Question

The Van't Hoff factor for a solution of $K_2SO_4$ in water is:

• A. 1
• B. 2
• C. 3
• D. 4

Hint:

For salts, just count the subscripts in the chemical formula to find the number of ions. For example, $NaCl$ has 2 ions (\( i=2 \)), $K_2SO_4$ has 3 ions (\( i=3 \)), and $AlCl_3$ has 4 ions (\( i=4 \)).

Answer 1

The Correct Option is C

Step 1: Understanding the Question:
The question asks for the Van't Hoff factor (\( i \)) for the electrolyte $K_2SO_4$ (assuming "KSO" is a typo for Potassium Sulfate, $K_2SO_4$, as it is a common exam example) when dissolved in water.

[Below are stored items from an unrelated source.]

PR #841, opened 2024-07-02
Keycloak integration

leoraba:
Integrate Keycloak as Auth Server Epic #832


docker-compose.yml
```diff
@@ -86,7 +86,7 @@ services:
       - "./docker/scratch/score-server-logs:/score-server/logs"
 
   score-client:
-    image: overture/score:5.0.0
+    image: overture/score:5.10.0
```
joneubank, line 89: Should this just be `latest` or `edge`?

joneubank (approved):

docker-compose.yml
leoraba: I have changed this to `latest` if we're looking for the latest stable version.

joneubank:
Creating ticket to track need for documenting the auth provider options: #842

The Van't Hoff factor represents the degree of dissociation of a solute.

Step 2: Key Formula or Approach:
For strong electrolytes that dissociate completely in dilute solutions:
\[ i = \text{total number of ions produced per formula unit} \] For an electrolyte \( A_xB_y \) that dissociates into \( xA^{y+} \) and \( yB^{x-} \), the number of ions is \( n = x + y \).

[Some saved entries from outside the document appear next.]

Issue #848, opened 2024-08-21
Rename ICGC Bucket Names to score.data and score.state in Docker-Compose and Makefile


Azher2Ali:
## Summary of request
The docker-compose setup provides default bucket names that reference ICGC, this now will be renamed these for score.

Change default bucket names to score.data and score.state

     BUCKET_NAME_OBJECT: oicr.icgc.test
     BUCKET_NAME_STATE: oicr.icgc.test

Also, Updates to the Make file to reference the new bucket names. There are several lines in this section that reference `oicr.icgc.test` that should all be replaced with` score.data`

## Additional context
Include any relevant context or screenshots regarding your request here.

https://github.com/overture-stack/SONG/blob/develop/docker-compose.yml#L57

https://github.com/overture-stack/SONG/blob/develop/docker-compose.yml#L58

https://github.com/overture-stack/SONG/blob/develop/docker-compose.yml#L132

https://github.com/overture-stack/SONG/blob/develop/dev/docker-compose.yml#L38

https://github.com/overture-stack/SONG/blob/develop/dev/docker-compose.yml#L39

https://github.com/overture-stack/SONG/blob/develop/Makefile#L93

https://github.com/overture-stack/SONG/blob/develop/Makefile#L94

https://github.com/overture-stack/SONG/blob/develop/Makefile#L97

https://github.com/overture-stack/SONG/blob/develop/Makefile#L99

https://github.com/overture-stack/SONG/blob/develop/Makefile#L102

https://github.com/overture-stack/SONG/blob/develop/Makefile#L103

https://github.com/overture-stack/SONG/blob/develop/Makefile#L104

Issue #846, opened 2024-08-19
Remove ICGC Object Storage Configuration from Codebase


Azher2Ali:
## Summary of request
This request involves the removal of the docker/object-storage-init/data/oicr.icgc.test directory from the codebase. The directory contains object storage configurations related to the ICGC project, which are no longer relevant or in use. Removing these obsolete configurations is part of the effort to clean up the codebase and eliminate outdated ICGC references.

Step 3: Detailed Explanation:
When Potassium Sulfate ($K_2SO_4$) dissolves in water, it dissociates into its constituent ions as follows:
\[ K_2SO_4(s) \rightarrow 2K^+(aq) + SO_4^{2-}(aq) \] - Number of potassium ions (\( K^+ \)) = 2
- Number of sulfate ions (\( SO_4^{2-} \)) = 1
Total number of ions produced = \( 2 + 1 = 3 \).
Assuming complete dissociation (ideal solution), the Van't Hoff factor \( i \) is equal to the number of ions produced.
Therefore, \( i = 3 \).

Step 4: Final Answer:
The Van't Hoff factor for a solution of $K_2SO_4$ in water is 3.